===== Information given =====

PR #263, opened 2018-03-09
Add support for pickle/unpickle of Firetasks

mlhenderson:
- Removes FiretaskMeta.\_\_call__, moves required parameter checks to FiretaskBase.\_\_init__
- Adds \_\_getstate__, \_\_setstate__, \_\_reduce__" to FiretaskBase
- Adds basic unit tests for pickle/unpickle to fireworks/core/tests/test_firework.py
- Small adjustment to one assert check in FiretaskBaseTest, since \_\_call__ was removed

The current behavior before this update throws a ValueError during unpickle because of how unpickle rebuilds the object, executing the metaclass \_\_call__ method with no arguments.

Originally, I had a workaround in FiretaskMeta that checked whether the inputs to \_\_call__ were length zero, and if so then bypass checking the required parameters.  This approach didn't cover all cases where you want to enforce required parameters, for example, ScriptTask().

Ultimately, it was more beneficial to move the parameter checks to FiretaskBase.\_\_init__, and then include a small number of magic methods to ensure pickling/unpickling could operate normally.

This *does* cause a small behavior change due to the removal of \_\_call__.  You can still instantiate a Firetask with the same syntax e.g., "cls()", you just no longer invoke metaclass.\_\_call__.

### DIFF
--- a/fireworks/core/firework.py
+++ b/fireworks/core/firework.py
@@ -43,11 +43,7 @@ __email__ = "ajain@lbl.gov"
 __date__ = "Feb 5, 2013"
 
 
-class FiretaskMeta(abc.ABCMeta):
-    pass
-
-
-@add_metaclass(FiretaskMeta)
+@add_metaclass(abc.ABCMeta)
 class FiretaskBase(defaultdict, FWSerializable):
     """
     FiretaskBase is used like an abstract class that defines a computing task
--- a/fireworks/core/firework.py
+++ b/fireworks/core/firework.py
@@ -44,12 +44,7 @@ __date__ = "Feb 5, 2013"
 
 
 class FiretaskMeta(abc.ABCMeta):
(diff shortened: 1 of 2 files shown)


computron:
Thanks!

Is there any need for FireTaskMeta anymore? Can we just remove it altogether?

mlhenderson:
FiretaskMeta is not doing anything now other than effectively applying abc.ABCMeta as the metaclass for FiretaskBase.  I didn't remove it entirely because I wasn't sure if you had other intentions for it.

I can remove the FiretaskMeta declaration and adjust the add_metaclass decorator for FiretaskBase.

computron:
I didnt have any other intentions for it, so removing it to avoid confusion
/ extra code would be great!

computron:
Thanks!

PR #264, opened 2018-03-10
Option to delete launch dirs when deleting workflows

gpetretto:
This PR introduces the possibility to delete all the launch directories associated with a workflow when calling delete_wf. I often use this option when deleting failed workflows, in order to avoid leaving large unreferenced temporary files in the file system. 
I thought that this may be of general interest.
If this is the case, two further modifications could be considered:
-  print the launch directories and add a check from the user before actually deleting them
- add warnings in case shutil.rmtree fails to delete the directory (with "onerror")

### DIFF
--- a/fireworks/core/launchpad.py
+++ b/fireworks/core/launchpad.py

=====

Problem details:
Some lines above hold the word "checks". Copy all of them.

Task output:
- Removes FiretaskMeta.\_\_call__, moves required parameter checks to FiretaskBase.\_\_init__
Ultimately, it was more beneficial to move the parameter checks to FiretaskBase.\_\_init__, and then include a small number of magic methods to ensure pickling/unpickling could operate normally.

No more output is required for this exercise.